:: DATA SUPPLIED

PR #9196, opened 2026-02-13
Remove extensions to the hash object

jrmhaig:
#### What

Remove the monkey patching of the `Hash` object.

#### Ticket

N/A

#### Why

The `lib/extensions` contains a number of monkey-patches, which are generally discouraged. Specifically, the `hash_extensions.rb` contains methods added to the `Hash` object which only used in tests.

#### How

The `all_keys` method returns the list of all keys in a nested hash. In the two places it is used;
* In `spec/api/v2/mi/agfs_scheme_ten_claims_spec.rb` the hash is not nested and so `all_keys` returns the same as `keys`.
* In `spec/api/v2/search_spec.rb` the hash contains one key, `:filter` that holds another hash, so the single test can be replaced by two tests. Additionally, 5 additional keys are added to the list.

The `all_values_for` method finds all values in a nested hash. This is used in one place;
* In `spec/support/transfer_brain_helpers.rb` the values that are found in the hash are all at a consistent depth and so the way these values are found can be simplified using chained `flat_map`s.

The `key_paths` method finds all possible chains of keys within a nested hash. This is used in one place;
* In `spec/models/claim_state_transition_reason_spec.rb` this is used to find the values at the lowest level of a hash. This hash is known to be three layers deep and so this can be simplified using changed `flat_map`s.

After fixing these then `lib/extensions/hash_extensions.rb` can be removed.


mpw5 (approved):
Nice to see that code go at last!

PR #9204, opened 2026-02-17
fix(fee dates): add correct error message for date

roni-c-justice-dev:
fix(fee dates): add correct error message for date < 2yrs before reporder
---------

Date for final hearing should not be before the date of earliest rep order, as no representation would have been in place for the case whilst it was live. We would always expect representation to have been granted before a case concluded.

#### Ticket

(https://dsdmoj.atlassian.net/jira/software/c/projects/CTSKF/boards/987?selectedIssue=CTSKF-1582)

#### Why
Entering a date which was before earliest rep order date but within 2 years was producing the error message that it was more than 2 years before the earliest rep order.  This is incorrect and confusing for the user.

#### How
Amend the details in base_validator and claim.yml to produce a relevant error message for those dates which would be within 2 years but before earliest rep order date.  Removed the 2 year validations following extensive investigation with the business, the earliest rep order date is the important one here as we would always expect representation to have been granted before a case concluded.

Amend all associated unit and BDD tests appropriately


Gemfile.lock
```diff
@@ -766,6 +768,7 @@ GEM
 PLATFORMS
   arm64-darwin-23
   arm64-darwin-24
+  arm64-darwin-25
```
Katy600, line 771: My only thought is - does this relate specifically to your computer and therefore should be included in the main repo?? There are lots of others arm64-darmin  though- so perhaps not! I always get confused about what to include - perhaps worth asking Joe or Mark.

roni-c-justice-dev: Have checked with Mark and it shouldn't affect anything, will leave it in there at present and it might even save us some tech debt at a later point.

mpw5 (approved):
👍

PR #9247, opened 2026-03-05
Ctskf 1545 cccd nil dereference + validation bypass in unarchive

Katy600:
#### What
Improved the unarchive flow to avoid crashes and stop masking real errors.
I did not remove `(validate: false) ` as 

"it looks like there were some changes to the validation rules which meant that a claim could end up in a situation where:
- it was originally valid
- it was archived
- the validation rules changed
- if someone tried to unarchive the claim it would now be invalid and the the unarchiving would fail." (Mark)

#### Ticket

[CCCD: Nil Dereference + Validation Bypass in Unarchive](https://dsdmoj.atlassian.net/browse/CTSKF-1545)

#### Why

Some archived claims had no version to reify, which caused crashes and was previously hidden by a broad rescue.
These updates make unarchiving safer, more predictable, and easier to debug.

#### How

Added guard for missing PaperTrail versions before reifying.
Ensured archiving always creates a version using save_with_version.
Replaced broad rescue StandardError with targeted DB‑level rescue (RecordNotSaved, StatementInvalid).
Added error logging for easier debugging.

### DIFF
--- a/app/controllers/external_users/claims_controller.rb
+++ b/app/controllers/external_users/claims_controller.rb
@@ -160,7 +160,8 @@ module ExternalUsers
     def unarchive
       claim_url = external_users_claim_url(@claim)
       return redirect_to claim_url, alert: t('.not_archived') unless unarchive_allowed?
-      @claim = @claim.paper_trail.previous_version
+      version = @claim.versions.last
+      @claim = version.reify
       @claim.zeroise_nil_totals!
       @claim.save!(validate: false)
       redirect_to external_users_claims_url, notice: t('.unarchived')
--- a/app/controllers/external_users/claims_controller.rb
+++ b/app/controllers/external_users/claims_controller.rb
@@ -160,13 +160,17 @@ module ExternalUsers
     def unarchive
       claim_url = external_users_claim_url(@claim)
       return redirect_to claim_url, alert: t('.not_archived') unless unarchive_allowed?
+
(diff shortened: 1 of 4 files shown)


VinceChiuMOJ (commented):
LGTM but I am not sure how to test it.

app/controllers/external_users/claims_controller.rb
```diff
@@ -160,18 +160,11 @@ def destroy
     def unarchive
       claim_url = external_users_claim_url(@claim)
       return redirect_to claim_url, alert: t('.not_archived') unless unarchive_allowed?
-
-      version = @claim.versions.last
-      return redirect_to claim_url, alert: t('.cannot_unarchive_no_version') unless version
-
-      @claim = version.reify
+      claim_previous_version
```
jrmhaig: A `before_action` hook would work better for this. It could (potentially) also cater for the `unarchived_allowed?` guard on the previous line.

app/controllers/external_users/claims_controller.rb
```diff
@@ -192,6 +185,19 @@ def resource_klass
 
     private
 
+    def rescue_and_log_errors
```
jrmhaig: I'd prefer, if possible, for the rescue not to be extracted to a separate method. If it helps reduce the line count, the two errors that are listed can go on a single line.

PR #9248, opened 2026-03-05
CTSKF-1593: Replace Standard with ESLint and Neostandard

mpw5:
#### What

Resolves [a security vulnerability](https://security.snyk.io/vuln/SNYK-JS-AJV-15274295) in the `ajv` package by

* Replacing `standard` with `neostandard`
* Removing `file-loader` and `url-loader` `webpack` libraries

#### Ticket

[CTSKF-1593](https://dsdmoj.atlassian.net/browse/CTSKF-1593)

#### Why

* Through transitive dependencies, `standard` introduces a [vulnerable](https://security.snyk.io/vuln/SNYK-JS-AJV-15274295) version of the `ajv` package. `standard` no longer appears to be maintained, which means this vulnerability, and potentially others, will not be fixed. `neostandard` is an actively supported fork of `standard` and adopting it removes the vulnerability and gives us an improved tool.
* `file-loader` and `url-loader` also introduce compromised versions of `ajv`. These are deprecated `webpack` packages. `url-loader` is unused and be safely removed. `file-loader` can be replaced with the built-in `webpack` `asset/resource` function used for other asset types.

### DIFF
--- a/config/webpack/webpack.config.js
+++ b/config/webpack/webpack.config.js
@@ -70,9 +70,9 @@ module.exports = {
       },
       {
         test: /\.(ico)$/,
-        loader: 'file-loader',
-        options: {
-          name: '[name].[ext]'
+        type: 'asset/resource',
+        generator: {
+          filename: '[name][ext]'
         }
       },
       {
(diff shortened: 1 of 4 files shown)


jrmhaig (approved):
🎉

PR #9261, opened 2026-03-10
Add a guard clause to prevent filtered_state_transitions.second retur…

Katy600:
…ning nil if there are fewer than 2 transitions.

#### What

 Issue: filtered_state_transitions.second returns nil if there are fewer than 2 transitions. Calling .event on nil raises NoMethodError. 

  
#### Ticket

[CCCD: Nil Reference in Message Callback](CTSKF-1544)

#### Why
To prevent the message creation silently failing and claim state transitions not happen.

#### How
A guard clause has been added along side a comment explaining why it probably isn't necessary. 

I investigated the code and tried to reproduce a situation when `request_written_reasons` are generated in the local browser. I was only able to do this the once but I found other examples in the code base that showed that this only happens after a claim has been authorised- therefore making it unlikely that `claim.filtered_state_transitions.second.event` would ever be Nil.  

Screenshot 2026-03-11 at 13 05 58

Screenshot 2026-03-11 at 13 06 24

### DIFF
--- a/app/models/message.rb
+++ b/app/models/message.rb
@@ -102,6 +102,9 @@ class Message < ApplicationRecord
   def process_written_reasons
     return unless claim.written_reasons_outstanding?
     return unless written_reasons_submitted == '1'
+    return unless claim.filtered_state_transitions.second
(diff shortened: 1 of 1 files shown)


jrmhaig (dismissed):
:+1:

mpw5 (approved):
👍

PR #9296, opened 2026-03-13
Remove this line as the creator_id belongs to the User model not Exte…

Katy600:
…rnalUsers

#### What
The Document model has a field creator_id that is set to current_user.id when a document is uploaded and this links the document to an instance of User. However, the model has a reference defined as belongs_to :creator, class_name: 'ExternalUser'.

#### Ticket

[CCCD - Confused definition of Document#creator_id](https://dsdmoj.atlassian.net/browse/CTSKF-1014)

#### How
Replace this line 
`belongs_to :creator, class_name: 'ExternalUser'`

With 
`belongs_to :creator, class_name: 'User'`

So we no longer have to call creator_id inside the documents controller. creator now references the User model directly.

### DIFF
--- a/app/controllers/documents_controller.rb
+++ b/app/controllers/documents_controller.rb
@@ -34,7 +34,7 @@ class DocumentsController < ApplicationController
   end
 
   def upload
-    @document = Document.new(document_params.merge(creator_id: current_user.id))
+    @document = Document.new(document_params.merge(creator: current_user))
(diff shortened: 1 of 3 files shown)


jrmhaig:
This looks good. Can it be deployed on dev-lgfs so that we can test it a bit to make sure that uploading, downloading and viewing documents still works as expected.

PR #9323, opened 2026-03-17
Remove the customised tag_helpers code

Katy600:
#### What
Migrate tag component to use govuk-components gem
#### Ticket

[CCCD: Migrate tag component to use govuk-components gem](https://dsdmoj.atlassian.net/browse/CTSKF-1062)

#### Why
Improve maintainability of the application

#### How

- lib/govuk_component/tag_helpers.rb has been deleted 
- lib/govuk_component/railtie.rb has been updated to remove the govuk_component.tag_helpers initializer
- spec/lib/govuk_component/tag_helpers_spec.rb has been deleted
- remove old style sheets that were called dynamically by the code and replaces with a helper method


app/helpers/tag_helper.rb
```diff
@@ -0,0 +1,31 @@
...
+  STATE_COLOURS =
+    {
+      'authorised' => 'green',
+      'accepted' => 'green',
+      'allocated' => 'purple',
+      'draft' => 'blue',
+      'rejected' => 'red',
+      'refused' => 'red',
+      'unverified' => 'red',
+      'archived-pending-delete' => 'dark-grey',
```
mpw5: I think this needs to be changed to `archived_pending_delete` (with underscores not dashes), to match the actual state of the claim. At the moment I suspect the colour is defaulting to `grey` as `archived-pending-delete` (with dashes not underscores) is not a recognised state.

However, this will cause a failure as `dark-grey` is not a colour supported by the component (see the error below). `grey` would probably be good enough for now but we might want to ask Jonathan to review the tag colours in future.

app/helpers/tag_helper.rb
```diff
@@ -0,0 +1,31 @@
...
+      'redetermination' => 'black',
```
mpw5: I get an error when attempting to view a claim in a state of `redetermination`. The error is 
```
invalid tag colour black, supported colours are grey, green, teal, blue, light-blue, red, purple, magenta, orange, and yellow
```

`grey` would probably be good enough for now but we might want to ask Jonathan to review the tag colours in future.

mpw5 (changes requested):
Excellent work. Unfortunately there are a couple of issues in the `TagHelper` class which need resolving - I've left comments.

app/helpers/tag_helper.rb
Katy600: Oh good spot. Thanks Mark :)

mpw5 (approved):
LGTM

PR #291, opened 2022-07-06
chore(docs): document makefile build and venv usage

iloveitaly:


ErikBjare:
Nice, was actually wondering how I'd do exactly this yesterday :sweat_smile:

PR #301, opened 2022-09-03
feat: add custom visualization support (custom_static)

LockBlock-dev:
I struggled a bit with this since it is my first time with Rust but here it is. I used the FileServer from Rocket because that is the easiest way I found to get custom HTML per watcher.

How to use:
Create a `visualizations` folder in your [data](https://docs.activitywatch.net/en/latest/directories.html#data) folder. Then create a folder for your custom watcher and put your index.html here. Example: `/home/USER/.local/share/activitywatch/aw-server-rust/visualizations/aw-watcher-test/index.html`
You can also load JavaScript from other files, just put them in the same directory.

I tested it with my custom watcher and it works with [custom visualization support](https://github.com/ActivityWatch/aw-server/pull/83) of aw-server web-ui (and so aw-server-rust).

### DIFF
--- a/aw-server/src/main.rs
+++ b/aw-server/src/main.rs
@@ -39,6 +39,10 @@ struct Opts {
     #[clap(long)]
     webpath: Option<String>,
 
+    /// Mapping of custom static paths to serve, in the format: watcher1=/path,watcher2=/path2
+    #[clap(long)]
+    custom_static: Option<String>,
+
     /// Device ID override
     #[clap(long)]
     device_id: Option<String>,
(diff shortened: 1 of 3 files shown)


ErikBjare:
Nice, had no idea it was that easy!

Just a couple thoughts though: this behavior diverges slightly from aw-server-python, where you explicitly need to config the directory `/pages/<custom vis>` -> `/home/user/somewhere/custom_vis` in the `config.toml`.

I want to keep things consistent, so I think aw-server-rust should work the same way.

If you have time to address this, I'd be very happy. Otherwise, I'll find time for it a bit later :)

ErikBjare:
Seems like CI agrees with me (crashes if dir doesn't exist) ;)

LockBlock-dev:
Ah yes I did not implement any kind of check my bad. Also, I tried to mimic the aw-server-python implementation but failed due to my lack of Rust knowledge... I guess you'll have to implement this when you have time.

ErikBjare:
Alright, thanks for your work so far @LockBlock-dev! :heart: 

I'll try and get around to it soonish :)

ErikBjare:
Finally got around to this! Seems to be working now :)

aw-server/src/main.rs
```diff
@@ -75,6 +79,20 @@ async fn main() -> Result<(), rocket::Error> {
...
+        let custom_static_map: std::collections::HashMap<String, String> = custom_static_str
+            .split(',')
+            .map(|s| {
+                let mut split = s.split('=');
+                let key = split.next().unwrap().to_string();
+                let value = split.next().unwrap().to_string();
+                (key, value)
+            })
+            .collect();
+        config.custom_static = custom_static_map;
```
ErikBjare, line 93: Maybe join them here instead of overriding all?

ErikBjare:
Looks like it's working! Merging.

Thanks for getting this work started @LockBlock-dev! ❤️

PR #304, opened 2022-10-01
Source log level from ENV

iloveitaly:
- Pull log level from LOG_LEVEL env var
- Log when assets cannot be found


iloveitaly:
@ErikBjare reminder on this one!

ErikBjare:
@iloveitaly Merged!

PR #310, opened 2022-10-28
Extra debug logging when in testing mode

ShootingKing-AM:
- Dont filter out Rocket messages when in Debug or Trace log level
- also fixes inverted testing condition when config

Eg logs. - https://github.com/ActivityWatch/aw-webui/actions/runs/3341509927/jobs/5532792619#step:15:16

### DIFF
--- a/aw-server/src/logging.rs
+++ b/aw-server/src/logging.rs
@@ -44,65 +44,43 @@ pub fn setup_logger(testing: bool) -> Result<(), fern::InitError> {
         _ => default_log_level,
     };
 
-    match log_level {
-        log::LevelFilter::Debug | log::LevelFilter::Trace => fern::Dispatch::new()
-            // Set some Rocket messages to debug level
-            .level(log_level)
-            .format(move |out, message, record| {
-                out.finish(format_args!(
-                    "[{}][{}][{}]: {}",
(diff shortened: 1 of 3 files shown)


aw-server/src/logging.rs
```diff
@@ -44,37 +44,65 @@ pub fn setup_logger(testing: bool) -> Result<(), fern::InitError> {
...
+                        out.finish(format_args!(
+                            // TODO: Strip color info
+                            "{}",
+                            message,
+                        ))
+                    })
+                    .chain(fern::log_file(logfile_path)?),
+            )
+            .apply()?,
+    }
```
ErikBjare, line 105: This is a lot of code duplication, can we refactor this to improve that?

If not, we can add a TODO comment suggesting doing so later and merge it for now.

ErikBjare: I fixed it :)

ErikBjare:
Fixed some code duplication, ready to merge when I see CI green!

ShootingKing-AM:
Aah! I felt that there is code duplication but dunno why i didnt think about breaking the chain ^^' Thanks !

But you inverted the logging condtion :3 its better to be more verbose if its LogLevel >= Debug, hence no need to filter out any messages from modules if LogLevel >= Debug - #319

PR #319, opened 2022-11-03
fix: only filter when not in debug mode

ShootingKing-AM:
its better to be more verbose if its LogLevel >= Debug, hence no need to filter out any messages from modules if LogLevel >= Debug


ErikBjare:
Ahhh, woops! 😅

Thanks for the fix!

PR #255, opened 2021-11-14
Update rocket to 0.5.0-rc1

johan-bjareholt:

PR #323, opened 2022-11-05
fix: several android fixes

ShootingKing-AM:
- the previous android fix to rocket update was not functional #255
- previous version rocket was async, newer version needs to be awaited
- reaf'ed code a little

### DIFF
--- a/aw-server/Cargo.toml
+++ b/aw-server/Cargo.toml
@@ -46,4 +46,3 @@ jni = { version = "0.19", default-features = false }
 libc = "0.2"
 android_logger = "0.11"
 openssl-sys = { version = "0.9.58", features = ["vendored"]}
-once_cell = "1.16.0"
--- a/aw-server/Cargo.toml
+++ b/aw-server/Cargo.toml
@@ -46,3 +46,4 @@ jni = { version = "0.19", default-features = false }
 libc = "0.2"
 android_logger = "0.11"
 openssl-sys = { version = "0.9.58", features = ["vendored"]}
+once_cell = "1.16.0"
--- a/aw-server/src/android/mod.rs
+++ b/aw-server/src/android/mod.rs
@@ -37,17 +37,17 @@ pub mod android {
     use self::jni::JNIEnv;
     use super::*;
 
+    use once_cell::sync::Lazy;
     use std::path::PathBuf;
     use std::sync::RwLock;
-    use once_cell::sync::Lazy;
 
+    use crate::config::AWConfig;
+    use crate::endpoints;
+    use crate::endpoints::ServerState;
     use android_logger::FilterBuilder;
-    use log::LevelFilter;
     use aw_datastore::Datastore;
     use aw_models::{Bucket, Event};
-    use crate::endpoints;
-    use crate::config::AWConfig;
-    use crate::endpoints::ServerState;
+    use log::LevelFilter;
 
     static mut DATASTORE: Option<Datastore> = None;
 
@@ -102,7 +102,7 @@ pub mod android {
         let mut obj = json!({ "error": &msg });
         string_to_jstring(&env, obj.to_string())
     }
-    
+
     lazy_static! {
         static ref ASSET_PATH: RwLock<String> = RwLock::new(String::new());
     }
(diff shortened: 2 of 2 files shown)


aw-server/src/android/mod.rs
```diff
@@ -93,33 +103,50 @@ pub mod android {
...
+    }
 
-        let server_state = endpoints::ServerState {
-            datastore: Mutex::new(openDatastore()),
-            asset_path: PathBuf::from(asset_path),
-            device_id: device_id::get_device_id(),
-        };
+    #[rocket::main]
+    async fn start_server() {
+        unsafe {
```
ErikBjare, line 128: Why add `unsafe` to the entire block?

ShootingKing-AM: I think only the first info line is safe, can commit to remove the first line, just threw all in together for now

aw-server/src/android/mod.rs
```diff
@@ -93,33 +103,49 @@ pub mod android {
...
+        info!("Server exited");
+    }
 
+    #[rocket::main]
+    async fn start_server() {
         info!("Building server state...");
 
-        let asset_path = jstring_to_string(&env, java_asset_path);
-        info!("Using asset dir: {}", asset_path);
+        unsafe {
```
ErikBjare, line 130: I don't really understand why unsafe is needed here at all? Asked @johan-bjareholt and he was confused too.

```suggestion
        // FIXME: Why is unsafe needed here? Can we get rid of it?
        unsafe {
```

Maybe this inline comment would be good enough for now?

ShootingKing-AM: @ErikBjare its because the openDatastore() is marked unsafe, hence it spirals down to other vars

aw-server/src/android/mod.rs
```diff
@@ -36,8 +36,18 @@ pub mod android {
     use self::jni::sys::{jdouble, jint, jstring};
     use self::jni::JNIEnv;
     use super::*;
+
+    use once_cell::sync::Lazy;
```
ErikBjare, line 40: Unused?

aw-server/Cargo.toml
```diff
@@ -46,3 +46,4 @@ jni = { version = "0.19", default-features = false }
 libc = "0.2"
 android_logger = "0.11"
 openssl-sys = { version = "0.9.58", features = ["vendored"]}
+once_cell = "1.16.0"
```
ErikBjare, line 49: Unused?

aw-server/src/android/mod.rs
```diff
@@ -93,33 +103,50 @@ pub mod android {
         string_to_jstring(&env, obj.to_string())
     }
 
+    lazy_static! {
+        static ref ASSET_PATH: RwLock<String> = RwLock::new(String::new());
```
ErikBjare, line 107: Why not simply use a Mutex here?

https://stackoverflow.com/questions/50704279/when-or-why-should-i-use-a-mutex-over-an-rwlock

aw-server/src/android/mod.rs
```diff
@@ -36,8 +36,18 @@ pub mod android {
...
     use super::*;
+
+    use once_cell::sync::Lazy;
+    use std::path::PathBuf;
+    use std::sync::RwLock;
+
+    use crate::config::AWConfig;
+    use crate::endpoints;
+    use crate::endpoints::ServerState;
+    use android_logger::FilterBuilder;
```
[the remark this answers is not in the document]
ShootingKing-AM: Oops ! I thought cargo check/clippy at least prettier would warn me about unused imports ^^" i guess not :3

aw-server/src/android/mod.rs
ShootingKing-AM: Didn't know much difference about those until you gave the ref; thanks ! Thought rwlock is rust's super safe method better than mutex, guess there are some tradeoffs :3

aw-server/src/android/mod.rs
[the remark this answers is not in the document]
ErikBjare: So did I actually, but apparently tricky: https://github.com/rust-lang/rust/issues/47888

aw-server/src/android/mod.rs
ShootingKing-AM: Still didnt understand the difference 😕 but just impl'ed a simple mutex

ErikBjare:
Going to have a look after #325 is merged.

ErikBjare:
Merged. Thank you very much Sir! 😄

ShootingKing-AM:
Thank you too Sir ! :D

PR #325, opened 2022-11-24
build: downgrade NDK to r21e and added macOS Android build support

ErikBjare:
We briefly had working builds for r25 (https://github.com/ActivityWatch/aw-server-rust/commit/6f1d5b2242ddc7c9cd17580ae4c556a8c210ca55), but they started failing with a weird:

```
  = note: ld: error: unable to find library -lgcc
          clang-14: error: linker command failed with exit code 1 (use -v to see invocation)
```

This change works locally for me (on macOS), hoping it fixes CI too.

### DIFF
--- a/compile-android.sh
+++ b/compile-android.sh
@@ -1,6 +1,7 @@
 #!/bin/bash
 
 set -e
+platform="$(uname -s | tr '[:upper:]' '[:lower:]')"
 
 if [ -z "$ANDROID_NDK_HOME" ]; then
     if [ -d `pwd`/"NDK" ]; then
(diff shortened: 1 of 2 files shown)


ShootingKing-AM:
Lets update the ndk at a later moment, lgcc is removed in newer version of NDK lgcc exports are available in lunwind but that is not known to upstream crates (also this is specific to android-ndk-toolkit) (and many more changes need to done if we update ndk now)

The fix is making a file gcc.a file redirect to lunwind internally as mentioned in this comment https://github.com/rust-lang/rust/pull/85806#issuecomment-1096266946

aw-android(and android relevant in aw-server-rust) are little old in updates, we can do this update later (have to update ci etc etc..). But I feel its better to make a working aw-android build with existing code with minimal changes as in https://github.com/ActivityWatch/aw-server-rust/pull/323 and https://github.com/ActivityWatch/aw-android/pull/85; then we can pull remaining dependencies including ndk to latest.

ErikBjare:
@ShootingKing-AM That is great info, thanks!

Working on https://github.com/ActivityWatch/aw-android/pull/87, which should hopefully give a working build, and then we can then use your E2E PR to test it fully :)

::::

Retype exactly the lines from the start of the entries through the one with "finds all values"; include both ends.

* [WRITTEN RESPONSE]:
PR #9196, opened 2026-02-13
Remove extensions to the hash object

jrmhaig:
#### What

Remove the monkey patching of the `Hash` object.

#### Ticket

N/A

#### Why

The `lib/extensions` contains a number of monkey-patches, which are generally discouraged. Specifically, the `hash_extensions.rb` contains methods added to the `Hash` object which only used in tests.

#### How

The `all_keys` method returns the list of all keys in a nested hash. In the two places it is used;
* In `spec/api/v2/mi/agfs_scheme_ten_claims_spec.rb` the hash is not nested and so `all_keys` returns the same as `keys`.
* In `spec/api/v2/search_spec.rb` the hash contains one key, `:filter` that holds another hash, so the single test can be replaced by two tests. Additionally, 5 additional keys are added to the list.

The `all_values_for` method finds all values in a nested hash. This is used in one place;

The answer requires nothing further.